Even factory-farming monolith Wiesenhof seems to be more progressive than that. Starting this summer, the company plans to test a new animal welfare label, as well as the use of longer fattening periods and smaller flocks.
Indeed, modern mass-farming methods may have run their course. The animals, which are bred to eat as much as possible, constantly stuffing themselves with high-fat and high-protein power feed, live in claustrophobically tight quarters, where they are practically guaranteed to get sick. For years, poultry farmers like Peter Bodmer (eds. note: not his real name) from the region near Vechta in northern Germany have been trying correct this defect in the system with drugs.
In the cold, wet months of January and February, conditions reached "alarm" levels once again in Bodmer's 10,000-unit turkey barns, and his veterinarian had to be called in. "The turkey," says Bodmer, is so susceptible to disease, "that it literally calls out for antibiotics." When his neighbor spreads liquid manure on his fields, it's a virtual guarantee that his animals will become infected by the resulting windborne bacteria. When Bodmer began his operation more than 20 years ago, a fattened turkey weighed about 16 kilograms (35 lbs.). "Today it's 23 kilos," he says, "but the heart and lungs are still the same size."
There are alternatives, including using breeds that don't grow as quickly. But this isn't good enough for the "people at Wiesenhof and the like," says Bodmer. "They want so much breast meat that the turkeys can no longer stand up in their last six weeks, because they're so overweight."

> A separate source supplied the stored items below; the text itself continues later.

PR #1854, opened 2023-11-29
refactor: client `Entry` with methods to read content

Frando:
## Description

This adds a `iroh::client::Entry` struct which wraps the `iroh_sync::Entry` and adds methods to read the content of the entry. Reading the entry needs a reference to either a `Doc<C>` or the `Iroh<C>` client (both work equally).

@flub mentioned that this is missing from the expected API. I started this at the hack session but didn't get very far but now it's in a good shape IMO.

## Change checklist

- [x] Self-review.

### DIFF
--- a/iroh/examples/client.rs
+++ b/iroh/examples/client.rs
@@ -6,9 +6,9 @@
 //! run this example from the project root:
 //!     $ cargo run --example client
 use indicatif::HumanBytes;
-use iroh::node::Node;
+use iroh::{client::Entry, node::Node};
 use iroh_base::base32;
-use iroh_sync::{store::Query, Entry};
+use iroh_sync::store::Query;
 use tokio_stream::StreamExt;
 
 #[tokio::main]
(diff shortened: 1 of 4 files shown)


dignifiedquire:
why not store the client on the `Entry`?

Frando:
> why not store the client on the `Entry`?

That's what I did first. It makes the `Entry` generic over `C: ServiceConnection<ProviderService>`. And because it holds an `RpcClient<C>` it also cannot implement `Deserialize`. It would also make the `LiveEvent` generic over `C` and also not deserializable. So I thought to maybe stop making everything generic at that level, because `LiveEvent<C>` felt wrong. We could do two `Entry` structs, e.g. `EntryClient` and `Entry` or so, but to me the version with passing a client into the methods seems simpler. Open to other thoughts so!

dignifiedquire:
yeah that makes sense, this api is nice enough :)

dignifiedquire (approved):

Issue #1662, opened 2023-10-18
iroh-bytes: consolidate storage paths for flat store


rklaehn:
So we could have a dir blobs.v1 that would then contain the various subdirs there or just smash it all together.
Having partial and non partial in different paths is a bit of a risk anyway, since then they might be on different drives, and we rely on atomic rename.

https://discord.com/channels/949724860232392765/950683937661935667/1164162436048375818

PR #1855, opened 2023-11-30
feat(bytes): switch to a single directory for the flat store

rklaehn:
## Description

Have the constructor for the bao db take a single directory. Internally it will still have 3 directories, although this is not strictly speaking necessary because the files can be distinguished by their extension.

Implements https://github.com/n0-computer/iroh/issues/1662

## Notes & open questions

~This does not yet include a migration. Do we need one, or do we declare that the number of changes is just too big for this release? It's not super hard to write, but we would then have to drag it around for a while.~

Added a migration

## Change checklist

- [x] Self-review.
- [x] Tests if relevant.

### DIFF
--- a/iroh-bytes/src/store/flat.rs
+++ b/iroh-bytes/src/store/flat.rs
@@ -1173,17 +1173,27 @@ impl Store {
         Ok(())
     }
 
+    /// Path to the directory where complete files and outboard files are stored.
+    pub(crate) fn complete_path(root: &Path) -> PathBuf {
+        root.join("complete")
+    }
+
+    /// Path to the directory where partial files and outboard are stored.
+    pub(crate) fn partial_path(root: &Path) -> PathBuf {
+        root.join("partial")
+    }
+
+    /// Path to the directory where metadata is stored.
+    pub(crate) fn meta_path(root: &Path) -> PathBuf {
+        root.join("meta")
+    }
+
     /// scan a directory for data
-    pub(crate) fn load_sync(
-        complete_path: PathBuf,
-        partial_path: PathBuf,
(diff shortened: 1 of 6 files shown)


iroh-bytes/src/store/flat.rs
```diff
@@ -1173,17 +1173,27 @@ impl Store {
         Ok(())
     }
 
+    /// Path to the directory where complete files and outboard files are stored.
+    pub(crate) fn complete_path(root: &Path) -> PathBuf {
```
rklaehn, line 1177: These are pub(crate) intentionally since this is an internal detail. This means that some tests have to manually duplicate the code, but I think that is fine.

iroh/src/commands/start.rs
```diff
@@ -124,6 +124,49 @@ where
     Ok(())
 }
 
+/// Migrate the flat store from v0 to v1. This can not be done in the store itself, since the
+/// constructor of the store now only takes a single directory.
+fn migrate_flat_store_v0_v1() -> anyhow::Result<()> {
```
dignifiedquire, line 129: can you add a test for this, I know it is annoying but we had issues with migrations a couple of times in the wild now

Return of the 'Autobahn Veterinarian'
Bodmer's logbooks are full of the records of antibiotic treatments. Even chicks from the hatchery seem to have problems. Despite meticulous inspections in the hatcheries -- there are even reports of eggs being sprayed with formaldehyde and dipped in antibiotic solutions -- some of the chicks Bodmer receives are not well. When that happens, and it usually does, he has to help them out with antibiotics. In fact, says Bodmer, he can't remember ever having had a flock that didn't need drugs to survive.
His logbook includes the records of several treatments with Aviapen, an antibiotic to treat diarrhea that apparently didn't work very well and, in some cases, wasn't used for the required duration. Penicillins were also used to treat colds. Later on, his veterinarian decided to switch to Baytril, says Bodmer. She left him with 12 liters of the medication and instructions to dispense it himself. All this drug use has its price. Bodmer spent €10,000 on medications in January alone.
The treatment was not entirely in keeping with professional standards. Nevertheless, Bodmer's veterinarian has a risk insurance policy of sorts. She is related to a senior government veterinarian, so that she is unlikely to run into any problems.
Things are going relatively smoothly again for another practitioner who became known years ago as the "Autobahn veterinarian." He had sold hormones and antibiotics, some of them banned, to hundreds of farmers -- usually in proximity to an autobahn exit and often without having examined a single animal. He was convicted in 2002 and banned from the profession for many years. The regional government of Upper Bavaria has just issued him a new license to practice veterinary medicine.